PR #29370, opened 2025-03-25
added support for multiple group patterns instead of a single one

### LINKED ISSUE #29141: 🚀 Feature: Support list of groups in GitLab Discovery Plugin
### 🔖 Feature description

The feature will support a list of GitLab groups to lookup instead of single one.  At the moment, you need to choose between one group or GitLab entirely.

### 🎤 Context

The current implementation supports only a single group. I can create multiple providers with different groups, but they all share the same activity cache, as seen in the [code](https://github.com/backstage/backstage/blob/8aa63b60beaab4111f682ce8a21e1a1b7230ee85/plugins/catalog-backend-module-gitlab/src/GitLabDiscoveryProcessor.ts#L116C3-L116C66).

With more than 25k projects and a high rate of change, crawling our GitLab instance is not working well. The ability to pick and choose specific GitLab groups would help us gradually roll out Backstage within our organization.

I propose two options.

## Support a list of GitLab group in the configuration
The configuration could look like this:
```yaml
catalog:
  providers:
    gitlab:
      yourProviderId:
        host: gitlab-host 
        branch: main
        [...]
        group:
          - groupa
          - groupb/anothergroup
        entityFilename: catalog-info.yaml # Optional. Defaults to `catalog-info.yaml`
        [...]
```

It means we could add a for loop over [here](https://github.com/backstage/backstage/blob/8aa63b60beaab4111f682ce8a21e1a1b7230ee85/plugins/catalog-backend-module-gitlab/src/GitLabDiscoveryProcessor.ts#L111)

## Support many provider ID with their own cache

No need to support any changes in the configuation, what we would need is to return the name of the provider id over [here](https://github.com/backstage/backstage/blob/8aa63b60beaab4111f682ce8a21e1a1b7230ee85/plugins/catalog-backend-module-gitlab/src/GitLabDiscoveryProcessor.ts#L82)

vaceal:
Added support for multiple group patterns instead of a single one. If at least one group pattern is defined, it will retrieve all groups and filter based on the patterns; otherwise, it will scan all GitLab projects.

Fixed #29141


plugins/catalog-backend-module-gitlab/report.api.md
```diff
@@ -112,6 +112,7 @@ export type GitlabProviderConfig = {
   projectPattern: RegExp;
   userPattern: RegExp;
   groupPattern: RegExp;
```
pjungermann, line 114: Should we deprecate this field as it is included in the field?

plugins/catalog-backend-module-gitlab/src/providers/GitlabDiscoveryEntityProvider.ts
```diff
@@ -207,10 +208,107 @@ export class GitlabDiscoveryEntityProvider implements EntityProvider {
...
+    return Array.from(uniqueProjects.values());
+  }
+
+  /**
+   * Retrieve a list of projects that match configuration.
+   *
+   * @param group - a full path of a GitLab group, can be empty
+   * @returns An array of project to be processed and the number of project scanned
+   */
+  private async GetProjectsToProcess(group: string) {
```
vinzscam, line 302:
```suggestion
  private async getProjectsToProcess(group: string) {
```

plugins/catalog-backend-module-gitlab/src/lib/types.ts
```diff
@@ -184,12 +184,20 @@ export type GitlabProviderConfig = {
    * Defaults to `[\s\S]*`, which means to not filter anything
    */
   userPattern: RegExp;
+
   /**
-   * Filters found groups based on provided patter.
+   * Filters found groups based on provided pattern.
    * Defaults to `[\s\S]*`, which means to not filter anything
+   *
+   * @deprecated Use groupPatterns that provide a list instead.
```
vinzscam, line 192: isn't groupPattern used by another provider? I guess your goal was to deprecated `group`? 🤔

vinzscam (changes requested):

plugins/catalog-backend-module-gitlab/src/lib/types.ts
vaceal: This is a very good question, the configuration is shared by many providers, not only GitLab?

plugins/catalog-backend-module-gitlab/src/providers/GitlabDiscoveryEntityProvider.ts
```diff
@@ -207,10 +208,107 @@ export class GitlabDiscoveryEntityProvider implements EntityProvider {
...
+    };
+
+    const groupToProcess = new Map<string, GitLabGroup>();
+
+    if (
+      this.config.groupPatterns !== undefined &&
+      this.config.groupPatterns.length > 0
+    ) {
+      for (const pattern of this.config.groupPatterns) {
+        const groups = paginated<GitLabGroup>(
```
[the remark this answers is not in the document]
vaceal: Very good point, fixed.

plugins/catalog-backend-module-gitlab/src/providers/GitlabDiscoveryEntityProvider.ts
```diff
@@ -207,10 +208,107 @@ export class GitlabDiscoveryEntityProvider implements EntityProvider {
...
+          ) {
+            groupToProcess.set(group.full_path, group);
+          }
+        }
+      }
+
+      for (const group of groupToProcess.values()) {
+        const tmpRes = await this.GetProjectsToProcess(group.full_path);
+        res.scanned += tmpRes.scanned;
+        res.matches.push(...tmpRes.matches);
```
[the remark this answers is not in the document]
vaceal: It seems there are a couple of ways to merge arrays in JavaScript. I chose the _safest_ approach, where I add each project individually in a for loop.

Would you prefer that I use **concat** instead?

vaceal:
hey @vinzscam let me know if my change are good with you!

docs/integrations/gitlab/discovery.md
```diff
@@ -152,6 +152,9 @@ catalog:
         skipForkedRepos: false # Optional. If the project is a fork, skip repository
         includeArchivedRepos: false # Optional. If project is archived, include repository
         group: example-group # Optional. Group and subgroup (if needed) to look for repositories. If not present the whole instance will be scanned
+        groupPatterns: # Optional. Filters for groups based on a list of patterns. Default, no filters.
```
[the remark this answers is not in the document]
vaceal: Fixed.  Let me know if this is enough.

vaceal:
Hey @awanlin and @vinzscam, let me know if I can resolve your comments!

freben:
Hey sorry, there's a conflict it seems. Could you rebase?

vaceal:
Rebase done, let me know if you need other modification!

plugins/catalog-backend-module-gitlab/src/lib/types.ts
freben: It's probably ok to keep it as proposed in the PR. I agree that it would be nice with just one way of doing things, but `group` is going to be a common, simple option right? Regexes are a bit hard, especially in strings where extra wonky escaping rules apply - so maybe `group` still has a reason to live. But should it be optional? Is it a bit weird to be required to specify a `group` when the `groupPatterns` is what you wanted to use?

freben (commented):
Alright, looks good, just a question. @vinzscam ok?

vaceal:
Hello, I can remove de the deprecation if you like, I just want to avoid confusion around this configuration.  However, the 2 config has a different behavior, one filter before project crawling amd the other after

nebulon42:
Is there something still open preventing this from merging? We would love to see this in an upcoming release. Thanks.

freben:
It's vacation times mostly - we'll get around to it!

plugins/catalog-backend-module-gitlab/report.api.md
```diff
@@ -112,6 +112,7 @@ export type GitlabProviderConfig = {
...
+  groupPatterns: RegExp[];
```
freben: Could prefer this to this to be a single `groupPattern: RegExp | RegExp[]`

.changeset/chubby-results-relax.md
```diff
@@ -0,0 +1,5 @@
+---
+'@backstage/plugin-catalog-backend-module-gitlab': minor
```
freben:
```suggestion
'@backstage/plugin-catalog-backend-module-gitlab': patch
```

let's make it a nonbreaking addition (to a 0.x version package)

plugins/catalog-backend-module-gitlab/src/providers/config.ts
```diff
@@ -42,6 +42,10 @@ function readGitlabConfig(id: string, config: Config): GitlabProviderConfig {
   const groupPattern = new RegExp(
     config.getOptionalString('groupPattern') ?? /[\s\S]*/,
   );
+  const groupPatterns: Array<RegExp> =
+    config
+      .getOptionalStringArray('groupPatterns')
```
freben: Any additions to what gets read out of config, needs to be also added to the schema in the corresponding config.d.ts file in the same PR. Burt as mentioned above, I'd prefer it to be `RegExp | RegExp[]` (and `string | string[]` in the config schema) instead.

plugins/catalog-backend-module-gitlab/src/providers/GitlabDiscoveryEntityProvider.test.ts
```diff
@@ -558,4 +558,125 @@ describe('GitlabDiscoveryEntityProvider - events', () => {
     expect(entityProviderConnection.applyMutation).toHaveBeenCalledTimes(0);
   });
   // EventSupportChange: stop add tests >>>
+
+  // add the following test:
```
freben: this comment seems like it should be deleted

plugins/catalog-backend-module-gitlab/src/providers/GitlabDiscoveryEntityProvider.test.ts
```diff
@@ -558,4 +558,125 @@ describe('GitlabDiscoveryEntityProvider - events', () => {
...
+    await provider.refresh(logger);
+
+    expect(entityProviderConnection.applyMutation).toHaveBeenCalledWith({
+      type: 'full',
+      entities: [],
+    });
+
+    expect(entityProviderConnection.applyMutation).toHaveBeenCalledTimes(1); // No entities should be applied
+  });
+});
```
freben: You didn't mean to have the closing brace etc here right? It's all wrapped in `describe` blocks typically

plugins/catalog-backend-module-gitlab/src/providers/GitlabDiscoveryEntityProvider.ts
```diff
@@ -207,10 +208,110 @@ export class GitlabDiscoveryEntityProvider implements EntityProvider {
...
+      const groups = paginated<GitLabGroup>(
+        options => this.gitLabClient.listGroups(options),
+        {
+          page: 1,
+          per_page: 50,
+        },
+      );
+
+      for (const pattern of this.config.groupPatterns) {
+        for await (const group of groups) {
```
freben: i don't think you want to do the _server_ retrieval many times if there are many patterns. This `for` loop should probably be the outer one, and then the inner one should do something like `if (this.config.groupPatterns.some(...` or whatnot

plugins/catalog-backend-module-gitlab/src/lib/types.ts
vaceal: You're absolutely right!  If you're using groupPatterns, the group config should be ignored. I can make them mutually exclusive and update the documentation to clarify that group is optional when groupPatterns is set.

What do you think?

plugins/catalog-backend-module-gitlab/report.api.md
vaceal: I'm fine with this change. However, your proposal will alter the current behavior by filtering groups before retrieving all projects.

That said, I actually think it's more efficient to retrieve the groups first rather than filtering on the projects afterward , especially when you have 20k+ projects on your instance :).

Let me know if that's what you’re aiming for!

freben: Does it? I only see one usage of `groupPattern`, and that's [here](https://github.com/backstage/backstage/blob/e003e92e64c78b90a3c49ae432a7a74b27efe3dd/plugins/catalog-backend-module-gitlab/src/providers/GitlabOrgDiscoveryEntityProvider.ts#L801) which seems to be a post filtering step.

What I'm proposing is to change the code such that it probably instead will be

```ts
// coerce to always be an array for simplicity
const groupPatterns = [this.config.groupPattern].flat();
if (
  this.config.groupPattern.some(p => p.test(group.full_path)) &&
  ...
```

vaceal: Indeed! My mistake , I mixed up org discovery and repository discovery. It would make sense to only import users from filtered projects as well.

I’ll make the change! Thanks!

plugins/catalog-backend-module-gitlab/src/providers/GitlabDiscoveryEntityProvider.ts
```diff
@@ -207,10 +208,119 @@ export class GitlabDiscoveryEntityProvider implements EntityProvider {
...
+
+    const groupToProcess = new Map<string, GitLabGroup>();
+    let groupFilters;
+
+    if (this.config.groupPattern !== undefined) {
+      const patterns = Array.isArray(this.config.groupPattern)
+        ? this.config.groupPattern
+        : [this.config.groupPattern];
+
+      if (patterns.length === 1 && patterns[0].source === '[\\s\\S]*') {
```
freben, line 243: Ah this hurts a bit :) Feels like something that will explode down the line because someone thought (reasonably) that `.*` was a better placeholder pattern and didn't change it here too.

Feels more sensible to have made `GitlabProviderConfig. groupPattern` to for example have the empty array be defined to mean "match all", or even change its type to like `RegEx[] | undefined` to explicitly mark that yeah it can be left out. The original design of slapping the pattern in there forcibly no matter what, was arguably a bit of an iffy decision.

I'll merge this for now as "probably works", but I would appreciate if you had the opportunity to make a followup patch that clears up this confusion.

plugins/catalog-backend-module-gitlab/src/providers/config.ts
```diff
@@ -39,9 +39,21 @@ function readGitlabConfig(id: string, config: Config): GitlabProviderConfig {
...
+
+  if ((configValue && typeof configValue === 'string') || !configValue) {
+    groupPattern = new RegExp(
+      config.getOptionalString('groupPattern') ?? /[\s\S]*/,
+    );
+  } else if (configValue && Array.isArray(configValue)) {
+    const configPattern = config.getOptionalStringArray('groupPattern') ?? [];
+    groupPattern = configPattern.map(pattern => new RegExp(pattern));
+  } else {
+    groupPattern = new RegExp(/[\s\S]*/);
```
freben, line 54: Note that this theoretically allows _any_ value including numbers, and it'll silently just swallow that and translate it to the match-all pattern. Would have been safer to just check `Array.isArray(configValue)`, and if it matches then do `config.getStringArray` (NOT optional), and otherwise, do `config.getOptionalString` and handle the outcome of that. That would have captured all cases with a bit less code. We can leave that for a follow-up patch too though

plugins/catalog-backend-module-gitlab/src/providers/GitlabDiscoveryEntityProvider.ts
vaceal: Yes, I will!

*TASK DESCRIPTION*
For this listing, copy out every line that includes the word "cache".

*WRITTEN ANSWER*
The current implementation supports only a single group. I can create multiple providers with different groups, but they all share the same activity cache, as seen in the [code](https://github.com/backstage/backstage/blob/8aa63b60beaab4111f682ce8a21e1a1b7230ee85/plugins/catalog-backend-module-gitlab/src/GitLabDiscoveryProcessor.ts#L116C3-L116C66).
## Support many provider ID with their own cache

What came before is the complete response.